HER ŞEY YENİDEN BAŞLIYOR

71 11 24
                                    

Test kitabım çantamda.
Önümde defterim Fizikçinin anlattıklarını büyük bir özenle not alıyorum.
Tenefüslerde dahi dışarı çıkmıyor test çözüyorum.
Ayrıca artık şarkı da dinleyemiyorum çünkü telefonum elimden alındı. Okul çıkışı direkt eve gitmek zorundayım. En fazla yirmi dakika sürem var yoksa annem babama haber verecek, babamsa anında polisi aramakla tehdit etti beni.
Yani işler anlayacağınız kadarıyla ne kadar kötü olabilirse o kadar kötü.

Ha duygularım mı?
Onlar çoktan halı altına süpürüldü.
Kimsenin umurunda değil.

Sanırım artık bende umursamıyorum ve bu duruma nasıl geldim inanın bilmiyorum.
Geçen gece babamın sınıfta sonuncu olduğumu öğrenmesinden sonra baya büyük olaylar yaşandı.
Hatta konu bir ara beni açığa aldırıp sınav hazırlığına evde özel öğretmenle devam etmem gerektiğini bile söyledi ve nasıl vazgeçirdim inanın bilmiyorum.

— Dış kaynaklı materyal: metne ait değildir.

PR #6740, opened 2022-01-02
nfs2: add unittests for nom7 parsers v2

ghostinthehive:
Previous PR #6735 

partially closes task #4714

Make sure these boxes are signed before submitting your Pull Request -- thank you.

- [x] I have read the contributing guide lines at https://redmine.openinfosecfoundation.org/projects/suricata/wiki/Contributing
- [x] I have signed the Open Information Security Foundation contribution agreement at https://suricata-ids.org/about/contribution-agreement/
- [ ] I have updated the user guide (in doc/userguide/) to reflect the changes made (if applicable)

Link to [redmine](https://redmine.openinfosecfoundation.org/projects/suricata/issues) ticket: [#4714](https://redmine.openinfosecfoundation.org/issues/4714)

Changes from Previous PR:
- Use slicing i.e `&input[x...]` for more compact code.
- Use `.unwrap` to just continue with the unwrapped `Ok()` result type, and panic if `Err() `.

PR #6743, opened 2022-01-04
nfs2: add unittests for nom7 parsers v3

ghostinthehive:
Previous PR #6740 

Task #4714

Link to [redmine](https://redmine.openinfosecfoundation.org/projects/suricata/issues) ticket: [#4714](https://redmine.openinfosecfoundation.org/issues/4714)

Changes from Previous PR:
- adjust formatting to be more compact.
- add checks for `Nfs2Handle` fields.

### DIFF
--- a/rust/src/nfs/nfs2_records.rs
+++ b/rust/src/nfs/nfs2_records.rs
@@ -96,3 +96,159 @@ pub fn parse_nfs2_attribs(i: &[u8]) -> IResult<&[u8], Nfs2Attributes> {
     let attrs = Nfs2Attributes { atype, asize };
     Ok((i, attrs))
 }
+
+#[cfg(test)]
+mod tests {
+    use crate::nfs::nfs2_records::*;
+
+    #[test]
+    fn test_nfs2_handle() {
+
+        // file_handle bytes
+        let buf: &[u8] = &[
+            0x00, 0x10, 0x10, 0x85, 0x00, 0x00, 0x03, 0xe7,
+            0x00, 0x0a, 0x00, 0x00, 0x00, 0x00, 0xb2, 0x5a,
+            0x00, 0x00, 0x00, 0x29, 0x00, 0x0a, 0x00, 0x00,
+            0x00, 0x00, 0xb2, 0x5a, 0x00, 0x00, 0x00, 0x29
+        ];
+
+        let result = parse_nfs2_handle(buf).unwrap();
+        match result {
+            (r, res) => {
+                assert_eq!(r.len(), 0);
+                assert_eq!(res.value, buf);
+            }
+        }
+    }
+
+    #[test]
+    fn test_nfs2_request_lookup() {
+
+        let buf: &[u8] = &[
+        // [file_handle]
+            0x00, 0x10, 0x10, 0x85, 0x00, 0x00, 0x03, 0xe7,
+            0x00, 0x0a, 0x00, 0x00, 0x00, 0x00, 0xb2, 0x5a,
+            0x00, 0x00, 0x00, 0x29, 0x00, 0x0a, 0x00, 0x00,
+            0x00, 0x00, 0xb2, 0x5a, 0x00, 0x00, 0x00, 0x29,
+        // [name]
+            0x00, 0x00, 0x00, 0x02, 0x61, 0x6d, 0x00, 0x00,
+        ];
+
+        let (_, handle) = parse_nfs2_handle(buf).expect("Parsing nfs2_handle failed!");
+        assert_eq!(handle.value, &buf[..32]);
+
+        let result = parse_nfs2_request_lookup(buf).unwrap();
+        match result {
+            (r, request) => {
+                assert_eq!(r.len(), 0);
+                assert_eq!(request.handle, handle);
+                assert_eq!(request.name_vec, b"am".to_vec());
+            }
+        }
+    }
+
+    #[test]
+    fn test_nfs2_request_read() {
+
+        let buf: &[u8] = &[
+            0x00, 0x10, 0x10, 0x85, 0x00, 0x00, 0x03, 0xe7, // [file_handle]
+            0x00, 0x0a, 0x00, 0x00, 0x00, 0x00, 0xb2, 0x5d,
+            0x00, 0x00, 0x00, 0x2a, 0x00, 0x0a, 0x00, 0x00,
+            0x00, 0x00, 0xb2, 0x5a, 0x00, 0x00, 0x00, 0x29,
+            0x00, 0x00, 0x00, 0x00,                         // offset
+            0x00, 0x00, 0x20, 0x00,                         // count
+            0x00, 0x00, 0x20, 0x00,                         // total count
+        ];
+
+        let (_, handle) = parse_nfs2_handle(buf).expect("Parsing nfs2_handle failed!");
+        assert_eq!(handle.value, &buf[..32]);
+
+        let result = parse_nfs2_request_read(buf).unwrap();
+        match result {
+            (r, request) => {
+                assert_eq!(r.len(), 4);
+                assert_eq!(request.handle, handle);
+                assert_eq!(request.offset, 0);
+            }
+        }
+    }
+
+    #[test]
+    fn test_nfs2_reply_read() {
+
+        let buf: &[u8] = &[
+        // Status: NFS_OK - (0)
+            0x00, 0x00, 0x00, 0x00,
+        // attr_blob
+            0x00, 0x00, 0x00, 0x01, 0x00, 0x00, 0x81, 0xa4,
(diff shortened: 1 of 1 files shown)


rust/src/nfs/nfs2_records.rs
```diff
@@ -96,3 +96,159 @@ pub fn parse_nfs2_attribs(i: &[u8]) -> IResult<&[u8], Nfs2Attributes> {
...
+    fn test_nfs2_request_lookup() {
+
+        let buf: &[u8] = &[
+        // [file_handle]
+            0x00, 0x10, 0x10, 0x85, 0x00, 0x00, 0x03, 0xe7,
+            0x00, 0x0a, 0x00, 0x00, 0x00, 0x00, 0xb2, 0x5a,
+            0x00, 0x00, 0x00, 0x29, 0x00, 0x0a, 0x00, 0x00,
+            0x00, 0x00, 0xb2, 0x5a, 0x00, 0x00, 0x00, 0x29,
+        // [name]
+            0x00, 0x00, 0x00, 0x02, 0x61, 0x6d, 0x00, 0x00,
```
ghostinthehive, line 134: IMO here we have 3 fields in one line, it's not clear what's the length of `name_contents` since we assert against it, it would take time to grab the relevant bytes and check for the value since we have a _not clear_ hidden `_name_padding` byte.

ghostinthehive:
I left different formatting for commenting structure fields ...etc, please let me know which formatting you think is better to adopt it with other tests

for me an example of https://github.com/OISF/suricata/pull/6743/commits/26143c18c14f4543985b89cd9629cff398a962d8#r777866370 is a bit vague although previously it was weird to have just one byte at a separate line, but I'm not sure how to count the trade offs?

while working with the tests I found my eye catches the fields' bytes while being separated with comments as in `test_nfs2_reply_read()` faster than  jumping around the parser structs to figure out the size of respective fields ..etc

rust/src/nfs/nfs2_records.rs
```diff
@@ -96,3 +96,159 @@ pub fn parse_nfs2_attribs(i: &[u8]) -> IResult<&[u8], Nfs2Attributes> {
...
+            0x00, 0x0b, 0x71, 0xb0, 0x38, 0x47, 0x71, 0xc4,
+            0x00, 0x08, 0xb2, 0x90, 0x38, 0x47, 0x75, 0xea,
+            0x00, 0x09, 0x00, 0xb0,
+        // data_len: (11)
+            0x00, 0x00, 0x00, 0x0b,
+        // data_contents: ("the b file")
+            0x74, 0x68, 0x65, 0x20,
+            0x62, 0x20, 0x66, 0x69, 0x6c, 0x65, 0x0a,
+        // _data_padding: parsed as part of data_contents
+            0x00,
```
ghostinthehive, line 198: I had to specify this `_data_padding` byte here since it confused me while testing against `data_contents` as it was parsed with it and the assertion failed due to mismatched sizes. 
`data_contents` in the parser is larger than its respective PCAP field with one byte.

jufajardini: Could this be solved if the comment line was `// data_contents: ("the b file") + _data_padding`, or do you think that wouldn't be clear enough?

rust/src/nfs/nfs2_records.rs
jufajardini: `rustfmt` suggested this style in my code: https://github.com/OISF/suricata/blob/5dec901bb7ae6a37f873c42260653f20279222cd/rust/src/pgsql/parser.rs#L1012

Although I can't say that I love it, it does allow for having portions of data identified by comments without adding too many additional lines to the tests...

rust/src/nfs/nfs2_records.rs
```diff
@@ -96,3 +96,159 @@ pub fn parse_nfs2_attribs(i: &[u8]) -> IResult<&[u8], Nfs2Attributes> {
...
+            0x00, 0x00, 0x00, 0x00,
+            0x00, 0x10, 0x10, 0x85,
+            0x00, 0x00, 0xa3, 0xe7,
+            0x38, 0x47, 0x75, 0xea,
+            0x00, 0x08, 0x64, 0x70,
+            0x38, 0x47, 0x75, 0xea,
+            0x00, 0x08, 0x64, 0x70,
+            0x38, 0x47, 0x75, 0xea,
+            0x00, 0x08, 0x64, 0x70,
+        ];
```
jufajardini, line 243: If `rustfmt` doesn't complain, maybe what I shared for the other buffer could be used here, as well, if reducing number of lines is a goal. ^^

rust/src/nfs/nfs2_records.rs
```diff
@@ -96,3 +96,159 @@ pub fn parse_nfs2_attribs(i: &[u8]) -> IResult<&[u8], Nfs2Attributes> {
...
+            (r, response) => {
+                assert_eq!(r.len(), 0);
+                assert_eq!(response.status, 0);
+                assert_eq!(response.attr_follows, 1);
+                assert_eq!(response.attr_blob.len(), 68);
+                assert_eq!(response.count, response.data_len);
+                assert_eq!(response.eof, false);
+                assert_eq!(response.data_len, 11);
+                assert_eq!(response.data, "the b file\n\0".as_bytes());
+                assert_eq!(response.data, &buf[76..]);
```
jufajardini, line 212: Curious: is there a reason to have this tested as well, not just the assertion on line 211?

rust/src/nfs/nfs2_records.rs
ghostinthehive: that what `rustfmt` suggested with my code, and I cannot say that I love it too :) , as I mentioned I dont know how to count the trade off with regard to this.

rust/src/nfs/nfs2_records.rs
ghostinthehive: I wouldn't mind, If possible can you share what exactly the goals with regard to formatting and style.
- what is considered (too verbose) ?
- what is considered (too vague) ?

rust/src/nfs/nfs2_records.rs
jufajardini: Jason has recommended/ asked me to run rustfmt on my pgsql code, so I think we're ok with the outcome, even if sometimes it wouldn't be our personal choice :P

rust/src/nfs/nfs2_records.rs
ghostinthehive: the string to test against had invalid characters, something like `\n - newline` '\0 - null' .. etc
I wanted to make sure that the fields have exactly the same parsable bytes. 
do you think this is redundant?

rust/src/nfs/nfs2_records.rs
jufajardini: I'll leave that to the other reviewers to give the final word. My take is: I go with rustfmt tells me to do. We enforce format style on the c side with clang-format, and if I recall correctly, we want to do the same with rust, with rustfmt, so...

Another general rule that I notice is that it is preferred to have fewer lines of code, when possible.

rust/src/nfs/nfs2_records.rs
jufajardini: If _both_ should pass and we are `asserting equal` on the same field, I _think_ we could have just one of the checks. But I don't feel confident giving the final word on this.

ghostinthehive:
@jufajardini  Thanks for your feedback, as I sort of mentioned, here is what I think about:
- "is my code readable to other people debugging after me? does it take time to catch different fields in a struct and  know the value?"
- "what is too verbose and naive?"
- "what is too compact and vague?"

Most of the unittests that already exist have small buffer with few fields so maybe I didn't think its a good fit, but please let me know the preferred format/style so I can move on with it.
_I wouldn't have a good preference since I already wrote the code so I kind of know the drill with these specific buffers_ so I need a second eye on this :)

rust/src/nfs/nfs2_records.rs
victorjulien: The issue here is that the parser isn't correct. If you look at the pcap in wireshark you'll see the `fill bytes` logic. I suspect it fills bytes to make the payload a multiple of 4.

victorjulien: https://github.com/OISF/suricata/pull/6764/commits/ddf14e51dcf5dabdb4bc07414a118530e2a1b819

victorjulien: I've pushed ddf14e5 to master, can you do a new PR where you rebase your branch to master?

ghostinthehive: Ok good, thanks!

ghostinthehive:
Followed by #6776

Aslında tam olarak vazgeçirmiş değilim sadece deneme sürecindeyim.

Çok dikkatli olmalıyım yoksa kafayı yiyeceğim kesin.

Öğretmen tahtaya bir formül yazıp çözüm adımlarını tek tek açıklarken ben düşüncelerimden bir havuzun içerisinde kulaç atmakla meşguldüm.
Gerçekten boğulmamak için çırpınıyordum.
Aklım o kadar dağınıktı ki aslına bakarsanız şu an babamın dediklerine uymaktan başka bir çare de göremiyordum.
Sonuçta haklıydı sınava bir kaç ay kala çok kötü bir gerileme yaşamıştım.

Sakin kalmaya çalışarak dersin sonuna kadar notlarımı tuttum. Şimdiden 15 dakikalık tenefüste 30 soru çözme hedefim için kendimi hazırlıyordum.
Hız demek başarı demekti ne de olsa.

Zil çalar çalmaz Efsun ayaklandı.

"Kanka hadi koş kantine gidelim. Vallahi karnım zil çalıyor."
"Sen git. Ben tokum."
"Olsun sen yine de gel."
"Gelemem Efsun"
Efsun elini koluma atınca hızlıca geri çektim. Yaptığım hareket karşısında şok oldu. Ama yapmak zorundaydım.
"Ders çalışıyorum."

Daha fazlasını söylemedim. Ne söyleyebilirdim ki?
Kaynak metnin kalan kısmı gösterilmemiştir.